Dessin de Bénédicte, Suisse. |
Nul doute que les médias français surveilleront de près les lectures estivales de leur nouveau président, photographié en 2007 sur un bateau pneumatique en pleine lecture de L'Histoire de France pour les nuls. Si celui-ci est comme la majorité de ses compatriotes, son choix se portera probablement plutôt sur une pile de livres de poche que sur une liseuse électronique. Le livre électronique (ebook) a du mal à séduire les lecteurs français qui leur préfèrent largement la version papier.
Les habitudes de lecture sont revenues au programme des discussions politiques cette semaine alors que le gouvernement Ayrault – désireux de protéger le secteur de l'édition et la réputation littéraire de la France – a annoncé son intention de revenir sur l'augmentation controversée de la TVA sur les livres décrétée par Nicolas Sarkozy [elle est passée de 5,5 % à 7 % au 1er avril 2012].
Alors que les librairies britanniques proposent des formules à trois livres pour le prix de deux, la France vit sous le régime du prix unique du livre, lequel sera le même partout sur Internet, chez un petit libraire ou chez un grand distributeur. Le gouvernement affirme que le contrôle des prix a sauvé les petits libraires des ravages de la vague libérale qui a frappé de plein fouet leurs confrères britanniques quand le pays a abandonné le système des prix fixes dans les années 1990. La France compte plus de 3 000 libraires indépendants dont 400 à Paris, contre environ un millier au Royaume-Uni (dont 130 à Londres). Les géants du secteur ne cessent toutefois de grignoter la part des petits commerçants qui ont de plus en plus de mal à survivre.
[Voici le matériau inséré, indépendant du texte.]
PR #3082, opened 2017-04-05
Remove most @deprecated

### LINKED ISSUE #3078: Remove deprecated for 1.0.0
Current status:

```
$ git grep '@deprecated' | wc -l
     121
```

HEAD is 1f02e61819ad3c1eedda73007ecd63663a0461bb.

dwijnand:
Some have become private[sbt] instead.

Additionally:
* space out terms
* remove commented-out blocks
* hand format long lines
* some general cleanup

Closes #3078 (not all are removed, but enough to close the issue)

### DIFF
--- a/main-settings/src/main/scala/sbt/Reference.scala
+++ b/main-settings/src/main/scala/sbt/Reference.scala
@@ -94,13 +94,4 @@ object Reference {
     case BuildRef(b)      => Some(b)
     case _                => None
   }
-
-  @deprecated("Explicitly wrap the URI in a call to RootProject.", "0.13.0")
-  implicit def uriToRef(u: URI): ProjectReference = RootProject(u)
-
-  @deprecated("Explicitly wrap the File in a call to RootProject.", "0.13.0")
-  implicit def fileToRef(f: File): ProjectReference = RootProject(f)
-
-  @deprecated("Explicitly wrap the String in a call to LocalProject.", "0.13.0")
-  implicit def stringToReference(s: String): ProjectReference = LocalProject(s)
 }
--- a/MIGRATION.md
+++ b/MIGRATION.md
@@ -17,3 +17,8 @@ Migration notes
 - `TestResult.Value` is now `TestResult`.
 - the scripted plugin is cross-versioned now, so you must use %% when depending on it
 - Removed the methods settingsSets from Project (along with add/setSbtFiles)
+- Dropped deprecated InputTask apply method and inputTask DSL method - replace with `Def.inputTask` & `Def.spaceDelimited().parsed`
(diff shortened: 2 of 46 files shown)


eed3si9n (changes requested):
A bunch of failures on Travis. Some of them I'm sure are legit.

```
[error] 	actions / cross-multiproject
[error] 	actions / cross
[error] 	actions / depends-on
[error] 	actions / state
[error] 	actions / update-state-fail
[error] 	apiinfo / unstable-existential-names
[error] 	compiler-project / inc-pickled-existential
[error] 	compiler-project / inc-pickled-refinement
[error] 	compiler-project / src-dep-plugin
[error] 	dependency-management / ivy-settings-a
[error] 	dependency-management / ivy-settings-multi-b
[error] 	dependency-management / override
[error] 	dependency-management / override2
[error] 	dependency-management / pom-advanced
[error] 	dependency-management / pom-classpaths
[error] 	dependency-management / provided
[error] 	project / load-hooks
[error] 	project / scripted-plugin
[error] 	project / src-plugins
[error] 	source-dependencies / abstract-type-override
[error] 	tests / empty
[error] 	tests / fork
[error] 	tests / serial
```

dwijnand:
* reverted a change in BuildUtil.aggregationRelation (left a comment) which was breaking actions/cross-multiproject and actions/update-state-fail
* dropped the attempt to remove the deprecated methods in scripted because I can't figure out how to fix project/scripted-plugin
* dropped the attempt to remove the deprecated DefinableTask#task because I can't figure out how to fix actions/depends-on
* fixed all the other broken scripted tests due to the deprecation removal

If Travis CI passes I'll squash this down.

eed3si9n (approved):

main-settings/src/main/scala/sbt/Reference.scala
```diff
@@ -94,13 +94,4 @@ object Reference {
     case BuildRef(b)      => Some(b)
     case _                => None
   }
-
-  @deprecated("Explicitly wrap the URI in a call to RootProject.", "0.13.0")
-  implicit def uriToRef(u: URI): ProjectReference = RootProject(u)
```
eed3si9n, line 99: Should some of these survive as Restligeist macro?

eed3si9n:
I know we're technically just removing deprecations, but maybe some of the popularly used methods should be mentioned in the migration guide and/or Restligeist macro.

main-settings/src/main/scala/sbt/Reference.scala
dwijnand: I think 4 years is sufficient time to allow users to migrate before we drop the maintenance cost.. https://github.com/sbt/sbt/commit/0507a2a1a9be5006b6ffb4dee3318796b70fe290

PR #3083, opened 2017-04-05
[sbt 1.0] Make tuple apply/map/flatMap enrichment private[sbt]

### LINKED ISSUE #2762: Remove the tuple map enrichments

dwijnand:
Ref #2764
Fixes #2762


eed3si9n:
@jvican wrote in https://github.com/sbt/sbt/pull/3079:

> I feel like tuple enrichments should not be removed. The semantics of `.value` are not the same because don't follow Scala-like evaluation semantics. Removing them pushes people to use the DSL API without a clear solution in mind.
>
> The DSL API does not give users the freedom to choose how tasks should be evaluated (some times you want full control over task evaluation). This is not possible with the DSL API.

eed3si9n:
More in response to https://github.com/sbt/sbt/pull/3079#issuecomment-291996023:

> Another reason why tuple enrichments should stay is because there is no way to provide automatic rewrites for them. If we do, we change semantics, since tasks won't be evaluated in parallel anymore.

If this removing tuple enrichment is a hinderance to (automatic) sbt 1.0 migration, I'm ok with keeping this around.

eed3si9n:
I'm closing this for now.

PR #58, opened 2016-10-04
Adding Jenkins file

frznlogic:


Jenkinsfile
```diff
@@ -0,0 +1,31 @@
+#!/usr/bin/groovy
+def workspace = "/mnt/ssd/jenkins/workspace/SoftwareContainerPipeline"
```
DunderRoffe: Seems awfully specific. Will this run on any of the nodes ?

tobsan: Can we really have this hard-coded? We should be able to capture the workspace of the first workspace (build stage) and then use that in runInVagrant. I don't know about groovy scripts, but in Jenkins shell scripts you can use ${WORKSPACE}

Jenkinsfile
```diff
@@ -0,0 +1,31 @@
...
+        "
+}
+
+node {
+    stage 'Download'
+    git branch: 'master', url: 'https://github.com/Pelagicore/softwarecontainer.git'
+    sh 'git submodule update --init'
+    
+    stage 'Build'
+    sh 'cd /mnt/ssd/jenkins/workspace/SoftwareContainerPipeline && vagrant up --provision'
```
tobsan: Also, if we want the workspace variable, it should be used here as well.

tobsan (changes requested):

Jenkinsfile
```diff
@@ -0,0 +1,31 @@
...
+
+// TBD: Haven't figured out how to make the parallel jobs run on the same slave/agent 
+// or if it is possible. Very annoying. Let's run sequentially in a single slave for now.
+//    parallel ('Documentation': {
+        stage 'Documentation'
+        runInVagrant('cd softwarecontainer/build && make doc')
+        
+//    }, 'UnitTest':{
+        stage 'UnitTest' 
+        runInVagrant("cd softwarecontainer/build && sudo ./run-tests.sh")
```
DunderRoffe: Are there not problems with running the tests in sudo ?

DunderRoffe (changes requested):

Jenkinsfile
DunderRoffe: The solution @tobsan suggested sounds good

frznlogic: There is no $WORKSPACE in pipeline scripts unfortunately..... :/ I did find a workaround however. pwd()....

Jenkinsfile
frznlogic: Yepp, that was the idea ;)

Jenkinsfile
frznlogic: Nope :)

Jenkinsfile
frznlogic: aaah, that explains why the pulseaudio test fails perhaps :)

DunderRoffe (approved):

PR #60, opened 2016-10-05
Add netlink code and replace networkgateway busybox calls.

tobsan:


common/netlink.h
```diff
@@ -0,0 +1,64 @@
+#include <linux/rtnetlink.h>
```
frznlogic: This should be documented more properly imho.

common/netlink.cpp
```diff
@@ -0,0 +1,468 @@
...
+    return 0;
+}
+
+/**
+ * To get a dump of all links/addresses/routes we only need to use the generic
+ * netlink family message type, and for that we only need to set family (AF_PACKET).
+ */
+bool Netlink::get_dump()
+{
+    m_links.clear();
```
frznlogic: indentation in this function...

common/netlink.cpp
```diff
@@ -0,0 +1,468 @@
...
+	size_t PAGE_SIZE = getpagesize();
+    char buf[PAGE_SIZE];
+
+    while (!end) {
+		int len;
+		struct nlmsghdr *msg;
+		struct msghdr reply;
+		memset(&reply, 0, sizeof(reply));
+
+        struct iovec io = { buf, PAGE_SIZE };
```
frznlogic: indentation.

common/netlink.cpp
```diff
@@ -0,0 +1,468 @@
...
+        if (hasBridge) {
+            break;
+        }
+    }
+
+    if (!hasBridge) {
+        return false;
+    }
+
+	bool bridgeHasGateway = false;
```
frznlogic: indentation

common/netlink.cpp
```diff
@@ -0,0 +1,468 @@
...
+        // Second, set IP address
+        // TODO: Support for ipv6
+		netlink_request<ifaddrmsg> msg_setip = alloc_msg<ifaddrmsg>(RTM_NEWADDR, NLM_F_CREATE | NLM_F_REPLACE);
+        msg_setip.pay.ifa_family = AF_INET; // ipv4
+        msg_setip.pay.ifa_prefixlen = 24; // netmask TODO: parse from argument netmask
+        msg_setip.pay.ifa_scope = RT_SCOPE_UNIVERSE;
+        msg_setip.pay.ifa_index = ifinfo.ifi_index; // interface (link)
+
+		struct in_addr bcast_addr; // TODO: calculate from ip
+		if (inet_pton(msg_setip.pay.ifa_family, m_broadcast.c_str(), &bcast_addr) == 0) {
```
frznlogic: indentation.

common/netlink.cpp
```diff
@@ -0,0 +1,468 @@
...
+    set_gw.pay.rtm_table = RT_TABLE_MAIN;
+    set_gw.pay.rtm_protocol = RTPROT_STATIC;
+    set_gw.pay.rtm_scope = RT_SCOPE_UNIVERSE;
+    set_gw.pay.rtm_type = RTN_UNICAST;
+
+    struct in_addr gw_addr;
+    if (inet_aton(gateway_address, &gw_addr) == 0) {
+        return false;
+    }
+	add_attribute(set_gw, RTA_GATEWAY, sizeof(gw_addr), &gw_addr);
```
frznlogic: indentation.

common/netlink.cpp
```diff
@@ -0,0 +1,468 @@
...
+
+#include <linux/if_arp.h> // ARPHRD_ defines
+
+#include <unistd.h> // getpid(), getpagesize()
+#include <string.h> // memcpy, memset etc
+
+Netlink::Netlink()
+{
+    m_sequence_number = 1;
+    m_ip = "10.0.3.100";
```
frznlogic: These hardcoded IP addresses are really scary imho. Can we do it some other way please?

common/netlink.cpp
```diff
@@ -0,0 +1,468 @@
...
+    // Setup kernel sockaddr
+    memset(&m_kernel, 0, sizeof(m_kernel));
+    m_kernel.nl_family = AF_NETLINK; /*  fill-in kernel address (destination) */
+
+    return true;
+}
+
+template<typename payload> Netlink::netlink_request<payload> Netlink::alloc_msg(const int type, const int flags)
+{
+	netlink_request<payload> request;
```
frznlogic: indentation.

common/netlink.cpp
```diff
@@ -0,0 +1,468 @@
...
+	memset(request.attr, 0, sizeof(request.attr));
+
+	return request;
+}
+
+template<typename payload>
+void Netlink::add_attribute(netlink_request<payload> &req, int type, size_t length, void *data)
+{
+	// First, get a pointer to memory at the end of the payload (pointed out by nlmsg_len)
+	struct rtattr *rta = (struct rtattr *)(((char *) &req) + NLMSG_ALIGN(req.hdr.nlmsg_len));
```
frznlogic: Can this be simplified somehow? It looks really complex because of the typecasts etc, maybe break it down into parts making it simpler to read?

common/netlink.cpp
```diff
@@ -0,0 +1,468 @@
+#include "netlink.h"
+
+#include <linux/if_arp.h> // ARPHRD_ defines
+
+#include <unistd.h> // getpid(), getpagesize()
+#include <string.h> // memcpy, memset etc
+
+Netlink::Netlink()
```
frznlogic: What do you think, should we name the class NetworkManager and the CapabilityManager?

common/netlink.h
tobsan: You mean, in general? I agree! Or do you mean just the rtnetlink header?

common/netlink.cpp
```diff
@@ -0,0 +1,468 @@
...
+    }
+}
+
+Netlink::~Netlink()
+{
+}
+
+bool Netlink::setup_netlink()
+{
+    if ((m_fd = socket(AF_NETLINK, SOCK_RAW, NETLINK_ROUTE)) == -1) {
```
frznlogic: What happens if we run setup_netlink multiple times by accident? Do we need some kind of state?

common/netlink.cpp
```diff
@@ -0,0 +1,468 @@
...
+                        break;
+                    }
+					case NLMSG_DONE:
+						end = true;
+						break;
+                    case RTM_GETLINK:
+					case RTM_NEWLINK:
+                        save_msg<ifinfomsg, LinkInfo>(msg, m_links);
+                        break;
+                    case RTM_NEWADDR:
```
frznlogic: All the breaks feel odd, gather them all up at the end with a default handler perhaps?

frznlogic (commented):
In general good, some indentation and other comments. I think more documentation of the netlink.h would be really good, possibly some state/state checking of the connection, etc...?

common/netlink.h
frznlogic: The whole file :D

common/netlink.cpp
```diff
@@ -0,0 +1,468 @@
...
+                char *ifname = (char *) data;
+                if (strcmp(ifname, bridgeName) == 0) {
+                    hasBridge = true;
+                    bridge_ifindex = linkinfo.first.ifi_index;
+                    break;
+                }
+            }
+        }
+
+        // TODO: Make this nicer, please
```
DunderRoffe: please do

DunderRoffe (changes requested):
Should not be put in common as it is not used by agent. Create a separate directory in softwarecontainer for it

common/netlink.h
tobsan: Gotcha! Good idea!

common/netlink.cpp
tobsan: Maybe NetlinkManager? But on the other hand, the underlying implementation should not be that interesting to whoever uses this, as long as one can use them both inside and outside containers.

NetworkManager could work, but it has a very GNOMEish ring to it ;)

common/netlink.cpp
tobsan: Already done!

common/netlink.cpp
tobsan: Yes, we do need that, thanks for pointing it out!

common/netlink.cpp
tobsan: That is indeed possible.

common/netlink.cpp
tobsan: Will do!

libsoftwarecontainer/src/netlink.cpp
```diff
@@ -0,0 +1,573 @@
...
+
+        if (bridgeHasGateway) {
+            break;
+        }
+    }
+
+    return bridgeHasGateway;
+}
+
+int Netlink::readMessage()
```
DunderRoffe, line 348: This method should maybe be split into multiple parts. E.g. One method dealing with link, one method dealing with routes ....  Or maybe it could be solved with some nice template magic ? Thinking mostly of the switch statement.

libsoftwarecontainer/src/netlink.cpp
```diff
@@ -0,0 +1,658 @@
...
+        
+        if (isError(sendMessage(down_msg))) {
+            return ReturnCode::FAILURE;
+        } else {
+            return ReturnCode::SUCCESS;
+        }
+    }
+
+    return ReturnCode::FAILURE;
+}
```
DunderRoffe, line 279: This code does not do what it is supposed to

DunderRoffe (changes requested):

tobsan:
I just updated this PR, please have a look again.

libsoftwarecontainer/include/netlink.h
```diff
@@ -0,0 +1,301 @@
...
+
+#include "softwarecontainer-common.h"
+
+#include <linux/rtnetlink.h>
+#include <arpa/inet.h>
+
+#include <string>
+#include <vector>
+
+/*
```
frznlogic: /*\* to mark as doxygen documentation.

libsoftwarecontainer/include/netlink.h
```diff
@@ -0,0 +1,301 @@
...
+         */
+        virtual ReturnCode setupNetlink();
+
+        /*
+         * @brief clears the cache
+         *
+         * This clears all the links, addresses and routes. It also has the responsibility to free
+         * all allocated attributes for links, addresses och routes.
+         */
+        void clearCache();
```
frznlogic, line 178: Where is the cache created? It might be worth adding a link to it or some note about it.

libsoftwarecontainer/include/netlink.h
```diff
@@ -0,0 +1,301 @@
...
+         * more reasonable.
+         *
+         * @note this function allocates memory on the heap. Use freeAttributes to free the list
+         *
+         * @param h the netlink message header
+         * @param result a reference to the list in which to store results
+         * @result ReturnCode::SUCCESS on success, ReturnCode::FAILURE otherwise
+         */
+        template<typename msgtype>
+            ReturnCode getAttributes(const struct nlmsghdr *header, AttributeList &result);
```
DunderRoffe: Is it possible to use a referance instead of a pointer here ?

libsoftwarecontainer/src/gateway/networkgateway.cpp
```diff
@@ -262,64 +261,91 @@ bool NetworkGateway::generateIP()
...
-    return true;
+    return isSuccess(ret);
 }
 
 bool NetworkGateway::up()
 {
-    log_debug() << "Attempting to configure eth0 to 'up state'";
-    std::string cmd;
-
     if (!m_interfaceInitialized) {
```
DunderRoffe: You could negate this and return true inside to lower indentation

libsoftwarecontainer/src/netlink.cpp
```diff
@@ -0,0 +1,559 @@
...
+            if (attr.rta_type != IFA_ADDRESS && attr.rta_type != IFA_LOCAL) {
+                continue;
+            }
+
+            void *data = attrPair.second;
+            char out[INET6_ADDRSTRLEN];
+
+            // It is ok here for inet_ntop to fail (data could be bad)
+            if (inet_ntop(addressFamily, data, out, sizeof(out))) {
+                if (strcmp(out, needle) == 0) {
```
DunderRoffe: if (a) if (b) ... == if (a && b)
Maybe it could be rewritten to increase readability ?

libsoftwarecontainer/src/netlink.cpp
```diff
@@ -0,0 +1,559 @@
...
+        memset(&reply, 0, sizeof(reply));
+
+        struct iovec io = { buf, sizeof(buf) };
+        reply.msg_iov = &io;
+        reply.msg_iovlen = 1;
+        reply.msg_name = &m_kernel;
+        reply.msg_namelen = sizeof(m_kernel);
+
+        len = recvmsg(m_fd, &reply, 0); /* read lots of data */
+        if (len > 0) {
```
DunderRoffe: Could negate and return to lower indentation

DunderRoffe (commented):
I guess it is fine either way but here are some suggestions

libsoftwarecontainer/include/netlink.h
tobsan: Yes, I will update it to use that.

libsoftwarecontainer/src/gateway/networkgateway.cpp
tobsan: Good point, will do!

libsoftwarecontainer/src/netlink.cpp
tobsan: Good point, will do!

libsoftwarecontainer/src/netlink.cpp
tobsan: Done!

DunderRoffe (approved):

DunderRoffe (approved):

PR #64, opened 2016-10-06
Add artifact archivation

frznlogic:
Artifacts should be archived for this to be approved.


tobsan (commented):
Looks good, but fails to build, apparently.

PR #65, opened 2016-10-07
Added user docs for service manifests

breakreturn:


doc/chapters/service-manifests/index.rst
```diff
@@ -0,0 +1,65 @@
...
+Manifest format
+===============
+
+A service manifest is a text file containing JSON. It is required to define
+a version set to "1", and an array "capabilities" which contains a
+"name" key with the capability name as value, and a "gateways" key which
+contains an array of objects each defining a gateway configuration identified
+with a gateway ID.
+
+Examples
```
rpannek, line 44: I'm confused about where this should go in, into a special file somewhere or what?

doc/chapters/service-manifests/index.rst
```diff
@@ -0,0 +1,65 @@
...
+For example, a platform might have a capability `com.acme.SomeResource`
+defined. This capability requires access to service `A`. Service `A`
+will then need to deploy a service manifest which contains all gateway
+configurations needed for the `com.acme.SomeResource` capability.
+
+A service manifest might also contain gateway configurations for more
+capabilities.
+
+More services than one might be involved to realize a capability and
+then each relevant service would need to be integrated in this way.
```
thenor: "More than one service might be needed to fulfill a capability, meaning that each relevant service would need to be integrated in this way."

doc/chapters/service-manifests/index.rst
```diff
@@ -0,0 +1,65 @@
...
+
+For information about how to work with the manifest files, e.g. where to
+install them etc., see :ref:`Integration <integration>`.
```
thenor: I feel this phrase is a bit confusing since the next chapter is called "Manifest format". Maybe move this text to the next chapter and add this text as a "disclaimer". E.g. "this chapter describes the format of the Manifest, for information on where to place them and hwo to integrate them, please refer to :ref:`Integration <integration>`.

doc/chapters/service-manifests/index.rst
breakreturn: Will use your sentence instead.

doc/chapters/service-manifests/index.rst
breakreturn: The "Manifest format" is a sub-heading to this text. My intention is to describe what the reader should expect to find in the rest of the chapter. I will add a note on that this chapter is for the format of the file, and then the reference to how to use it might make more sense.

doc/chapters/service-manifests/index.rst
thenor: An addition to this comment: I am confused by the "this way". Since this is a stand-alone paragraph for me it shouldn't refer to a "this". The context for the paragraph is only the paragraph. :P

doc/chapters/service-manifests/index.rst
breakreturn: I will try to put a more clear explanation in the beginning what the reader can expect to find in this text. I'd like to have integration guidelines separate.

thenor (approved):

La question qui hante les observateurs est de savoir si les vieilles habitudes finiront par changer et si le livre électronique décollera en France. La règle du prix unique vaut également pour les lectures numériques mais le changement n'est pas qu'une question d'argent. Des études ont montré qu'à l'instar des lecteurs allemands, les Français préfèrent lire sur du papier plutôt que sur des écrans. Alors que les ventes de livres électroniques de langue anglaise augmentent à un rythme soutenu – elles représentent près de 20 % du total des ventes aux Etats-Unis et presque 10 % au Royaume-Uni –, en France ce chiffre devrait se situer à environ 3 % des parts de marché. Si certains grands distributeurs croient au succès – à terme – du livre électronique en France, le papier garde aujourd'hui l'avantage.